For the above reason I am writing a python script which can check and a cron can send an alert to me.
Here is my Code:
def check(argv):
# I'm going to use argpase.It makes
# command-line args a breeze.
parser = argparse.ArgumentParser()
parser.add_argument('-H', '--hostname', dest='hostname', required=True)
parser.add_argument('-a', '--auth_id', dest='authenticationid')
parser.add_argument('-t', '--auth_token', dest='authenticationtoken')
parser.add_argument('-r', '--dest_url', dest='dest_url',help="""Path to report relative to root, like /v1/ OR /""", required=True)
parser.add_argument("-q", "--quiet", action="store_false", dest="verbose", default=True,
help="don't print status messages to stdout")
args = vars(parser.parse_args())
if args['authenticationid'] and args['authenticationtoken'] and not len(sys.argv) == 7:
authurl = urllib.request.Request('https://{%s}:{%s}#%s%s/%s/' %(args['authenticationid'],args['authenticationtoken'],args['hostname'], args['dest_url'],args['authenticationid']))
return (getAuthResponseCode(authurl))
url = urllib.request.Request("https://%s%s" %(args['hostname'], args['dest_url']))
def getResponseCode(url):
conn = urllib.request.urlopen(url,timeout=10)
code = conn.getcode()
return (status['OK'], code)
except timeout:
return (status['WARNING'], logging.error('socket timed out - URL %s', url))
except urllib.error.URLError as e:
return (status['CRITICAL'], e.reason)
return (status['UNKNOWN'])
def getAuthResponseCode(authurl):
authconn = urllib.request.urlopen(authurl, timeout=10)
authcode = authconn.getcode()
return (status['OK'], authcode)
except timeout:
return (status['WARNING'], logging.error('socket timed out - URL %s'))
except urllib.error.URLError as err:
return (status['CRITICAL'], err.reason)
return (status['UNKNOWN'])
ERROR Message:
G:\Python>python check_http.py -H api.mydomain.com -r /API/Function/ -a 'MAMZMZZGVLMG
Traceback (most recent call last):
File "C:\Python33\lib\http\client.py", line 770, in _set_hostport
port = int(host[i+1:])
ValueError: invalid literal for int() with base 10: "{'DafniisfnsifnsifsbANBBDSDNBISDExODZlODAw
During handling of the above exception, another exception occurred:
Traceback (most recent call last):
File "check_http.py", line 76, in <module>
print (check(sys.argv[1:]))
File "check_http.py", line 41, in check
return (getAuthResponseCode(authurl))
File "check_http.py", line 61, in getAuthResponseCode
authconn = urllib.request.urlopen(authurl, timeout=10)
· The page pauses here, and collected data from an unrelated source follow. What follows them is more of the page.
PR #714, opened 2024-01-30
Update module structure

ClaraBuettner:
This branch slightly adjusts the structure of etrago. There are now more submodules, and especially the tools module is now smaller. 
The different modules are quite similar to the flow-chart we often use to show the functionalities of eTraGo, which makes it easier to combine both. The structure now looks like this: 

- etrago
- etrago.appl
- etrago.network
- etrago.analyze
-- etrago.analyze.calc_results
-- etrago.analyze.plot
- etrago.cluster
-- etrago.cluster.electrical
-- etrago.cluster.gas
-- etrago.cluster.snaphot
-- etrago.cluster.spatial
- etrago.disaggregate
-- etrago.disaggregate.spatial
-- etrago.disaggregate.temporal
-  etrago.execute
-- etrago.execute.grid_optimization
-- etrago.execute.market_optimization
-- etrago.execute.sclopf will be added
-  etrago.tools
-- etrago.tools.io
--- etrago.tools.io.db
-- etrago.tools.constraints
-- etrago.tools.extendable
-- etrago.tools.utilities 

I am not sure if that is the very best structure but it is in my opinion already an improvement to the modules before, where many things were in the tools module. It might make sense to move e.g. constraints and extendable to the execute module. We can discuss the structure. This setting is already working, the tool itself and als the rtd is working fine.

PR #752, opened 2024-08-08
Features/update module structure v2

ClaraBuettner:
I created a new branch and PR for the new structure because the previous one (#714) has so many merge conflicts. 

I ran a small test which was working as expected. The rtd is also working fine.


KathiEsterl:
Looks fine to me! Here some comments:

1. To be very consistent, we could also change cluster.snapshot to cluster.temporal. Seems to be optional for me. What do you think?
2. In the rtd, all folders are marked as packages, only etrago.analyze is marked as module although it also is a folder. I am not sure whey this is the case, what it means exactly and whether it is important.

I think testing the following settings should cover the changes:

- [ ] check if clustering (spatial and temporal) are working
- [ ] check if additional constrains are working
- [ ] check if calc_results is working
- [ ] check some plotting functions
- [ ] check if disaggegation is working

ClaraBuettner:
> Looks fine to me! Here some comments:
> 
>     1. To be very consistent, we could also change cluster.snapshot to cluster.temporal. Seems to be optional for me. What do you think?
> 
>     2. In the rtd, all folders are marked as packages, only etrago.analyze is marked as module although it also is a folder. I am not sure whey this is the case, what it means exactly and whether it is important.
> 
> 
> I think testing the following settings should cover the changes:
> 
>     * [x]  check if clustering (spatial and temporal) are working
> 
>     * [x]  check if additional constrains are working
> 
>     * [x]  check if calc_results is working
> 
>     * [x]  check some plotting functions
> 
>     * [x]  check if disaggregation is working

I renamed the section in the read the docs for etrago.analyze.

KathiEsterl (approved):

Issue #762, opened 2024-10-12
Too many deprecation warnings


CarlosEpia:
Using the current dev version, several deprecation warnings make it difficult to filter the real important messages.

CarlosEpia:
Solved via #763

PR #763, opened 2024-10-12
Features/#762 too many deprecation warnings

CarlosEpia:
This PR solves the issue #762. It can be merged once all these different deprecation warnings are addressed:
- [x] /home/carlos/env/etrago_624/lib/python3.10/site-packages/sklearn/base.py:486: UserWarning: X has feature names, but KMeans was fitted without feature names
  warnings.warn(
- [x] /home/carlos/env/etrago_624/lib/python3.10/site-packages/pypsa/clustering/spatial.py:255: FutureWarning: The provided callable <function min at 0x70a2744d0ee0> is currently using SeriesGroupBy.min. In a future version of pandas, the provided callable will be used directly. To keep current behavior pass the string "min" instead.
  aggregated = df.groupby(grouper).agg(static_strategies)
- [x] /home/carlos/git/eTraGo/etrago/cluster/spatial.py:278: FutureWarning: DataFrame.groupby with axis=1 is deprecated. Do `frame.T.groupby(...)` without axis instead.
  pnl_df = df_agg.groupby(grouper, axis=1).sum()
- [x] /home/carlos/git/eTraGo/etrago/tools/utilities.py:290: FutureWarning: The geopandas.dataset module is deprecated and will be removed in GeoPandas 1.0. You can get the original 'naturalearth_lowres' data from https://www.naturalearthdata.com/downloads/110m-cultural-vectors/.
  path = gpd.datasets.get_path("naturalearth_lowres")


etrago/tools/utilities.py
```diff
@@ -287,9 +288,10 @@ def buses_by_country(self, apply_on="grid_model"):
     con = self.engine
     germany_sh = gpd.read_postgis(query, con, geom_col="geometry")
 
-    path = gpd.datasets.get_path("naturalearth_lowres")
-    shapes = gpd.read_file(path)
-    shapes = shapes[shapes.name.isin([*countries])].set_index(keys="name")
+    # read Europe borders. Original data downloaded from naturalearthdata.com/
+    # under Public Domain license
+    path = Path(".") / "tools" / "shapes_europe"
```
ClaraBuettner, line 293: In general, we shouldn't add data to the github repository, esp. things like shapefiles that are not that small.   Was there no other option than adding it to the repo?

CarlosEpia: It is also possible to download the shapes during the execution, but since the 5 files are in total 38,5 kB (and no licence is required) I think it is a good option to have it here. Also, it has the advantage that no internet connection would be needed and it would not be susceptible to changes in the webpage. If you think that it is a better idea to access the file from the webpage I could make those changes.

ClaraBuettner: The file sizes is not that big, but it adds up for each branch you have. And when there is no license needed to use it, it doesn't necessarily mean that we are allowed to republish it. So I guess we would need to check that as well. 
The release notes of the geopandas version that added the deprecation warning refers to the "geodatasets" tool. Have you had a look at this?

CarlosEpia: I deleted the files and included instructions to download them when necessary in fc5c4a81c91a71b3a24ab43d780ac0e203ff566d and b85dcd77b0af16a1d3658c5236330e5a8146ebe2

etrago/tools/utilities.py
```diff
@@ -287,9 +290,24 @@ def buses_by_country(self, apply_on="grid_model"):
     con = self.engine
     germany_sh = gpd.read_postgis(query, con, geom_col="geometry")
 
-    path = gpd.datasets.get_path("naturalearth_lowres")
-    shapes = gpd.read_file(path)
-    shapes = shapes[shapes.name.isin([*countries])].set_index(keys="name")
+    # read Europe borders. Original data downloaded from naturalearthdata.com/
+    # under Public Domain license
+    path_countries = Path(".") / "tools" / "shapes_europe"
```
ClaraBuettner, line 295: There is already a sub-directory called "data" in etrago. I would either store the file in that folder or in the working directory.

CarlosEpia: Sure. The path was changed in 712eda0ba489fc31c33dcd7f5cf4449abffa1609.

ClaraBuettner (approved):

PR #765, opened 2024-10-23
Do not overwrite clustering ans busmap object when creating the marke…

### LINKED ISSUE #764: Store correct busmap when using the consecutive method
When the consecutive method is executed, the busmap stored in etrago.busmap refers to the clustering to the market zones. This is a bit misleading since we mainly need the busmap for the grid.

ClaraBuettner:
…t_model

Fixes #764 

@CarlosEpia Could you have a look if I made the change you recommended? 
I already tried it out and it seems to work.

### DIFF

File "C:\Python33\lib\urllib\request.py", line 156, in urlopen
return opener.open(url, data, timeout)
File "C:\Python33\lib\urllib\request.py", line 469, in open
response = self._open(req, data)
File "C:\Python33\lib\urllib\request.py", line 487, in _open
'_open', req)
File "C:\Python33\lib\urllib\request.py", line 447, in _call_chain
result = func(*args)
File "C:\Python33\lib\urllib\request.py", line 1283, in https_open
context=self._context, check_hostname=self._check_hostname)
File "C:\Python33\lib\urllib\request.py", line 1219, in do_open
h = http_class(host, timeout=req.timeout, **http_conn_args)
File "C:\Python33\lib\http\client.py", line 1172, in __init__
File "C:\Python33\lib\http\client.py", line 749, in __init__
self._set_hostport(host, port)
File "C:\Python33\lib\http\client.py", line 775, in _set_hostport
raise InvalidURL("nonnumeric port: '%s'" % host[i+1:])
http.client.InvalidURL: nonnumeric port: '{'DafniisfnsifnsifsbANBBDSDNBISDExODZlODAw
I know this is not write my code forum but I am helpless and looking for some help.If some one can tell where exactly I went wrong so that I can fix it.
I am using python3.
You're passing ʹhttps://user:pass#whateverʹ as the url.
Python doesn't understand you're trying to authenticate, and thinks you're passing ʹhttps://domain:port...ʹ
To do basic auth with urllib, you need to use a urllib.request.HTTPBasicAuthHandler
Sorry I'm not posting links and/or example code, but I'm typing this on my phone, and it makes those a pain.